Swimming. Older people can definitely start their training at the pool. Most importantly, water allows maximum musculoskeletal system relaxation – there is no load shock like when jogging. Furthermore, axial road disappears also which is present when squatting.
Aerobics strengthens the cardiovascular system, water has a hydro-massage effect which is beneficial for blood vessels. This is essential if you are suffering from conditions like dilated veins, hypertension or hypotension.
Yoga. This old and unique art is perfect for improving deep muscle stabilizers (spinal muscular corset and muscles supporting joints), helps breathing which will ensure organ and tissue oxygenation and this will increase their performance.
Dancing. Perfect for improving movement and coordination. It also helps with the interface between the hemispheres of the brain, which begins to decrease with aging.
Gym training. You should not avoid functional training area which guarantees the strengthening of core muscles without using free weights. However, for beginners or older people, it is a better idea to train at the gym with supervision of a competent trainer.
If you want to stop aging now, you should focus on rehabilitating and strengthening type of training at the gym. Heavy weight training or weightlifting will hardly be beneficial.

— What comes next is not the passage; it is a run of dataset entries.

PR #2323, opened 2018-01-05
CORDA-902 - Serialization documentation

fenryka:
As promised after yesterday

### DIFF
--- a/docs/source/serialization.rst
+++ b/docs/source/serialization.rst
@@ -285,15 +285,16 @@ serialised form
 Setter Instantiation
 ''''''''''''''''''''
 
-An alternative to constructor based initialisation Corda can also determine the important elements of an
-object by inspecting the getter and setter methods present on a class. If a class has only a default
+As an alternative to constructor based initialisation Corda can also determine the important elements of an
+object by inspecting the getter and setter methods present on a class. If a class has **only** a default
 constructor **and** properties then the serializable properties will be determined by the presence of
-both a getter and setter for that property that are both publicly visible.
+both a getter and setter for that property that are both publicly visible. I.e. the class adheres to
+the classic *idiom* of mutable JavaBeans.
 
 On deserialization, a default instance will first be created and then, in turn, the setters invoked
 on that object to populate the correct values.
 
-This is mostly relevant to certain java idioms where classes define only getters and setters. For example:
+For example:
 
 .. container:: codeset
 
--- a/docs/source/serialization.rst
+++ b/docs/source/serialization.rst
@@ -210,22 +210,108 @@ Here are the rules to adhere to for support of your own types:
 Classes
 ```````
 
+General Rules
+'''''''''''''
+
+    #.  The class must be compiled with parameter names included in the ``.class`` file.  This is the default in Kotlin
+        but must be turned on in Java (``-parameters`` command line option to ``javac``).
+    #.  The class is annotated with ``@CordaSerializable``.
+    #.  The declared types of constructor arguments, getters, and setters must be supported, and where generics are used the
+        generic parameter must be a supported type, an open wildcard (``*``), or a bounded wildcard which is currently
+        widened to an open wildcard.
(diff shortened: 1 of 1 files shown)


docs/source/serialization.rst
```diff
@@ -210,23 +210,109 @@ Here are the rules to adhere to for support of your own types:
...
+            }
+
+    .. note:: This is particularly relevant as IDE's can often point out where they believe a
+        property can be made private without knowing this can break Corda serialization. Should
+        this happen then a run time warning will be generated when the class fails to serialize
+
+Setter Instantiation
+''''''''''''''''''''
+
+An alternative to constructor based initialisation Corda can also determine the important elements of an
```
rick-r3: An -> As an

docs/source/serialization.rst
```diff
@@ -210,23 +210,109 @@ Here are the rules to adhere to for support of your own types:
...
+object by inspecting the getter and setter methods present on a class. If a class has only a default
```
rick-r3: only -> **only**

docs/source/serialization.rst
```diff
@@ -210,23 +210,109 @@ Here are the rules to adhere to for support of your own types:
...
+constructor **and** properties then the serializable properties will be determined by the presence of
+both a getter and setter for that property that are both publicly visible.
```
rick-r3: Add a sentence to say something like "i.e. The class adheres to the classic idiom of mutable JavaBeans.`

docs/source/serialization.rst
fenryka: done

docs/source/serialization.rst
fenryka: done

docs/source/serialization.rst
fenryka: done

docs/source/serialization.rst
```diff
@@ -210,23 +210,110 @@ Here are the rules to adhere to for support of your own types:
...
+used to first determine which properties of an object are to be serialised then, on deserialization, it is used to
+instantiate the object with the serialized values.
+
+This is the recommended design idiom for serializable objects in Corda as it allows for immutable state objects to
+be created
+
+    #.  A Java Bean getter for each of the properties in the constructor, with the names matching up.  For example, for a constructor
+        parameter ``foo``, there must be a getter called ``getFoo()``.  If the type of ``foo`` is boolean, the getter may
+        optionally be called ``isFoo()``.  This is why the class must be compiled with parameter names turned on.
+    #.  A constructor which takes all of the properties that you wish to record in the serialized form.  This is required in
```
gendal: This makes it sound like we're OK with people holding information in an object that doesn't get serialised.  I guess this might be OK in general... but inside state objects it feels dangerous (or maybe just confusing).  eg I could inadvertently(?) create an issuance transaction that looks fine to me (because it contains a state object I've created that contains all the info needed to make the relevant verify() function happy.  But, because the object, when deserialised in the future, isn't guaranteed to contain all the same information, maybe verify() fails then.  So there's a difference between the behaviour of the system when operating on objects that have been created directly rather than recreated via deserialisation.  Or am I misunderstanding?

docs/source/serialization.rst
```diff
@@ -210,23 +210,110 @@ Here are the rules to adhere to for support of your own types:
...
+    .. sourcecode:: kotlin
+
+        data class Example (val a: Int, val b: String) {
+            var c: Int = 20
+        }
+
+        var e = Example (10, "hello")
+        e.c = 100;
+
+        val e2 = e.serialize().deserialize() // e2.c will be 20, not 100!!!
```
gendal: eek..!  This feels like it's going to be a never-ending source of "learning opportunities" for developers.  Do we need to add a ton more debug logging? eg something that makes it really easy for developers to figure out how their objects have been serialised and what a deserialised object looks like?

The main point is – chose exercises which bring you joy. It is important to combine pleasure and benefit in physical fitness. This is the only way you will enjoy them and will do them regularly.
No matter if you do cardio or or strength training, you should perform them at an average pace, do not overdo it. The pace should be selected depending on your physical fitness level and health condition.
It is essential to consult a specialist before starting to exercise. Optimal training frequency for a beginner is usually 2-3 times a week. Your body must adapt to the training process and recover which will allow to reduce or even stop the process of aging.